Rollstuhlfahrer unerwünscht

"Oh nein, nicht schon wieder so ein Behindi-Mitleids-Thema", werden die ersten Leser nach der Überschrift denken. Tja, liebe Leser, ich wünschte auch, dass ich so etwas nicht ständig miterleben müsste. Meine Leser können weiterscrollen, das wünsche ich mir für mein Leben in solchen Momenten auch.

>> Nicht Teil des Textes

PR #443, opened 2026-07-05
proxy: sanitize headers and normalize paths before upstream

yahlifried:
Strip Authorization and identity headers (X-Remote-User, X-Remote-Groups, X-Remote-Extra-*) from requests before forwarding to the upstream on the ignore-paths branch. The upstream process has no legitimate need for caller credentials on unauthenticated paths such as health checks.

In Momenten, wo die Welt in Ordnung ist, wo ich versuche, meinen Jan anzugraben, gerade seine volle Aufmerksamkeit habe, ihn bei lauter Diskomusik antanze, ihm Salzstangen in den Mund stecken darf (nicht mit dem Mund, aber immerhin frisst er mir inzwischen aus der Hand...) und wo es dann plötzlich heißt: "Behinderte raus!"

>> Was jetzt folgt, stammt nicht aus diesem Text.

PR #447, opened 2026-07-15
Strip debug symbols

sdodson:
Follows DBG=1 pattern from kubernetes/kubernetes to produce an unstripped binary for debugging.

Reduces the binary size by approximately 32% when built with go1.26.5. 

Unstripped (DBG=1):
-rwxr-xr-x. 1 sdodson sdodson 77136200 Jul 15 13:19 kube-rbac-proxy-linux-amd64

Stripped:
-rwxr-xr-x. 1 sdodson sdodson 52355234 Jul 15 13:18 kube-rbac-proxy-linux-amd64

**Update:** addressed review feedback (https://github.com/kube-rbac-proxy/kube-rbac-proxy/pull/447/changes#r4027328789) by renaming the internal strip flags to `STRIP_LDFLAGS` so a user-supplied `GOLDFLAGS` is combined with them instead of being overwritten (e.g. `make build GOLDFLAGS="-v"` now works), and added `DBG_GCFLAGS` (`all=-N -l`) to disable optimizations/inlining when `DBG=1`, for a better debugging experience.

### DIFF
--- a/Makefile
+++ b/Makefile
@@ -3,6 +3,16 @@ all: check-license build generate test
 GO111MODULE=on
 export GO111MODULE
 
+# Set DBG=1 to build without stripping debug symbols. Default produces a
+# stripped binary.
+DBG ?=
+
+ifeq ($(DBG),1)
+GOLDFLAGS ?=
+else
+GOLDFLAGS ?= -s -w
+endif
+
 PROGRAM_NAME?=kube-rbac-proxy
 # This repository moved to github.com/kube-rbac-proxy/kube-rbac-proxy.
 # Keep the old module path until the 1.0 release, where this is subject to change.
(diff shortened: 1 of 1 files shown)


sdodson:
@ibihim PTAL

Makefile
```diff
@@ -3,6 +3,16 @@ all: check-license build generate test
...
 
+# Set DBG=1 to build without stripping debug symbols. Default produces a
+# stripped binary.
+DBG ?=
+
+ifeq ($(DBG),1)
+GOLDFLAGS ?=
+else
+GOLDFLAGS ?= -s -w
+endif
```
ibihim, line 14: Nits:

```suggestion
ifeq ($(DBG),1)
DBG_GCFLAGS := all=-N -l
else
STRIP_LDFLAGS := -s -w
endif
```

So if someone defines:

```
make build GOLDFLAGS="-v"  # -> Use -v -s -w
```

And if someone wants to go the debugging route:

```
make build DBG=1 # -> Keep debug information, disable optimizations and inlining
```

WDYT?

ibihim:
Thank you for your contribution, it was an interesting to read more on this topic.

Makefile
sdodson: How's it look now?

s-urbaniak (approved):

Das wurde so nicht ausgesprochen. Soll ich erwähnen. Sagt Frank, der Jurist aus unserer WG. Aber ich darf öffentlich sagen, dass man gestern abend sieben Rollstuhlfahrer aus dem Roschinsky geworfen hat - und nur die sieben Rollstuhlfahrer. Dass ihnen angedroht wurde, man würde die Polizei rufen, wenn sie dem Rauswurf nicht nachkommen und somit einen Hausfriedensbruch begehen. Schließlich darf die Inhaberin ja selbst entscheiden, welche Gäste sie haben will und welche nicht.

St. Pauli ist eine eher linke Szene. Entsprechend gibt es auch Menschen, die nicht wegschauen, sondern sich einmischen. So verließen mit uns rund 50 Leute die Kneipe und schworen, den Laden niemals wieder aufzusuchen. Einige Gäste verlangten, die Geschäftsführerin sprechen zu dürfen. Nachdem das draußen immer weiter eskalierte, kam sie vor die Tür und erklärte, dass es Sicherheitsbestimmungen gäbe, an die sie sich zu halten hätte. Mit uns wollte sie aber nicht sprechen.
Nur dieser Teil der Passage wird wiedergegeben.